Vacancy and cap rates in many Midwest markets are coming down, according to regional experts.
They pointed to these and other positive signs to combat the negative impressions about developing in the Midwest at a panel in early November at AHF Live: The 2010 Affordable Housing Developers’ Summit in Chicago. They also noted that there are significant differences across the heartland markets.
Much of the effort is trying to dispel the negative perception people have about the market, said Mark McDaniel, president and CEO of Michigan-based Great Lakes Capital Fund, a low-income housing tax credit (LIHTC) syndicator.
LIHTC prices vary across the region, he said. For example, in Michigan, recent prices have been around the mid-70s while they have been higher in Wisconsin.
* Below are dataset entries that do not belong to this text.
PR #223, opened 2017-07-10
Gifti

eolivi:
Add gifti/nifti as a subproject so that installation is automatic


agramfort:
is this a python PR or Gifti PR?

forcing python 2.7 in 2017 seems like a bad idea.

is there an urgent need for gifti support?

eolivi:
people here always ask me gifti and complain that they have to install it  (pfff PhDs ... ;-) )
because the meshes from freesurfer use that format.

By default the python wrapping was not working (because targetting python 3), so as we provide binding for 2.7 I've just added this.

But we have planned with Theo this afternoon to check 3.0 wrapping or/and fixing the bug

agramfort:
>
> people here always ask me gifti and complain that they have to install it
> (pfff PhDs ... ;-) )
>
tell them to ask on github next time :)

> because the meshes from freesurfer use that format.
>
freesurfer does not use gifti but it's own surf file.

I wrote the IO for freesurfer meshes in nibabel.

there are both python and matlab code for such IO.

we already have a lot of code in OpenMEEG which has nothing to do with BEM
solvers (IO, our own linalg classes etc.). Let's avoid too much technical
debts with stuff that are not central to what OpenMEEG is good for.

> By default the python wrapping was not working (because targetting python
> 3), so as we provide binding for 2.7 I've just added this.
>
ok then let's make a dedicated Python PR and don't mix this with gifti

> But we have planned with Theo this afternoon to check 3.0 wrapping or/and
> fixing the bug
>

ok great. Now as we discussed before Python is not mandatory for the
release but just "nice to have".
We should focus on the release.

FYI : François Tadel told me the windows binaries work on brainstorm for
him in windows 10

eolivi:
close for now, as gifti / nifti cmake is such in a bad condition .

PR #224, opened 2017-07-10
remove universal build for mac (only intel for years now)

agramfort:
it's been > 10years there is only intel mac now.


agramfort:
ok for you @papadop @eolivi ?

agramfort:
thx

PR #225, opened 2017-07-11
Make the build python3 ready.

papadop:
Not the correction of the infamous python bug... But an improvement for those who might build openmeeg on a machine where python is the default.


eolivi:
what about adding in this PR the python test on travis and appveyor then (+the notification of the caveat regarding memory and temporary objects ) ?
(I can do it if you want (If I have write access on your repo )).

agramfort:
+1 to check CIs build before merging this.

thx @papadop for looking into this.

OpenMEEG/wrapping/src/test_python.py
```diff
@@ -1,4 +1,20 @@
...
+# > M = om.SymMatrix(100)
+# taking as an numpy array the sub-matrix of M might lead to corrupted memory:
+# > mySubMat = om.asarray(M.submat(0,10,0,10))
+# since submat returns a newly created object that is hold by nothing, thus
+# destroyed afterward.
+# Instead do keep an object pointing the newly created submatrix, and then
+# access the numpy array form of it:
+# > subM = M.submat(0,10,0,10)
+# > mySubMat = om.asarray(subM)
+###########################################
```
agramfort: this message should be put in:

https://raw.githubusercontent.com/openmeeg/openmeeg_sample_data/master/compute_leadfields.py

thanks a lot

eolivi: yes ok.
beside that .. we have a failing test on mac (test_python) and travis says green (because we added the check package for sure...)
99% tests passed, 1 tests failed out of 1165

Total Test time (real) =  85.50 sec

The following tests FAILED:

	348 - openmeeg_python (OTHER_FAULT)

agramfort:
you use python from brew with mac so if you remove brew you don't get an ok package.

I would recommend to use python with anaconda on mac as it's the most standard install.

but honestly I think this can be done after the release... no urgent need to release Python binaries.

OpenMEEG/wrapping/src/test_python.py
eolivi: corrected (setting set -e in script.sh)

eolivi:
I've given up testing python on either MAC or ubuntu.
Always config problems with numpy ...

agramfort:
fair enough. Let's leave python out for now

eolivi:
can I merge ?

OpenMEEG/wrapping/src/CMakeLists.txt
```diff
@@ -13,51 +11,46 @@ include_directories(${PYTHON_INCLUDE_PATH} ${NUMPY_INCLUDE_DIRS} ${CMAKE_CURRENT
 find_package(SWIG REQUIRED)
 include(${SWIG_USE_FILE})
 
-set(MODULE_NAME openmeeg)
-set(SWIG_SRC_FILE_NAME ${MODULE_NAME}.i)
```
agramfort: by removing this you made the diff quite big. Was this necessary?

agramfort:
do we test on both python2 and python3 ?

eolivi:
no, we test only on windows with python27.
I gave up about travis as said before.

But anyway I for merging that

agramfort:
you had issues with python on linux and mac? even using conda?

eolivi:
yes

agramfort:
@papadop do you want this in the release?

I'd rather have full python support for all 3 systems tested before
releasing this.

papadop:
We already ship (only in source mode) the python biding. This is a net progress and I do not think there can be regressions because of this work. So I'm in favor of merging instead of letting it rot in some branch. If there was a regression (including only in testing), merging this work could be questionable, but in this case, it has explicitly the same testing as before (we just allow people with python3 the possibility of using the binding and testing it).

If there is no other counter argument, I'll merge later tonight or tomorrow....

build_tools/travis/before_install.sh
```diff
@@ -87,7 +87,7 @@ else
     fi
 
     if [[ "$BUILD_DOCUMENTATION" == "ON" ]]; then
-        sudo apt-get install doxygen graphviz
+        sudo apt-get install -y doxygen graphviz gnuplot
```
agramfort: ok to merge but can you just remove gnuplot here? I don't see why this is needed. thx

agramfort:
closing in favor of #234

this branch adds travis builds for python 2.7 and python 3.6 using conda

PR #226, opened 2017-07-14
on cleaning cmake targets

eolivi:
@papadop  please, you told me you could do something concerning the targets.

The problems are: 
- that they do not depend correctly on each other.
- the default target 'ALL' need to depend on build (that should itself depend on build-OpenMEEG AND install-OpenMEEG, ... )
- there are targets created by ExternalProject function (in cmake/SetTargets.cmake), they are called OpenMEEG-configure (or more generraly ${ep}-${target}), whereas the one you use in EP_AddCustomTargets are called build-OpenMEEG, ... etc (or more generraly ${target}-${ep}). I think this one source of the problems.

I've remove one custom clean target as it is dupplicated (cmake says), but please check dependencies.

Thank you

### DIFF
--- a/cmake/externals/ConfigureExternalProjects.cmake
+++ b/cmake/externals/ConfigureExternalProjects.cmake
@@ -111,6 +111,7 @@ macro(subprojects)
         && echo To build them, run the build target: 'cmake --build . --target build'
     )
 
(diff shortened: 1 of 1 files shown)


massich:
I think we can close this one @agramfort @papadop @eolivi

“We saw a big tailwind in the last quarter and last 30 days,” said Jeff Kittle, president of Herman & Kittle Properties, Inc., an Indianapolis-based affordable housing developer, noting that recent deals have attracted multiple offers.
He recommended that if developers have deals that pencil out, they should go ahead and close them rather than wait.
Armand Brachman, managing partner at Dominium a Minneapolis-based owner and developer, agreed. “You don’t know what’s going to happen tomorrow,” he said.
Kittle’s portfolio includes a few properties in Michigan, which have solid occupancy rates of about 97 percent and 95 percent. “Not all bad deals are in Michigan,” he said.
Experts also pointed out that most problems stem from poor property management, not the market.
Developers can expect to see greater focus on developer experience and liquidity. “Your portfolio is going to be scrubbed hard,” said Kittle.
Despite some signs of improvement, the Midwest still has its challenges.
One is the level of rehabilitation that may be required. Some deals just won’t work out if the state requirement is $30,000 of rehab work per unit, said Brachman.
Another challenge is that in some rural areas affordable rents are at market levels.
Vacancy rates in several central Midwest markets, including Cleveland, St. Louis, and Indianapolis, declined over the past year, according to Rebecca Arthur, a principal at Novogradac & Co. Detroit has had the highest vacancy rates over the past four years, ranging from 6.2 percent to 8.3 percent.
Cap rates in the Minneapolis region increased slightly, by 10 basis points, over the past year while they dropped by about 110 basis points in Chicago. In Detroit, the cap rate increased from 8.9 percent to 13.4 percent between 2008 and 2010. Cincinnati and Cleveland saw cap rates increase from 2009 to 2010, while Kansas City saw the largest decrease.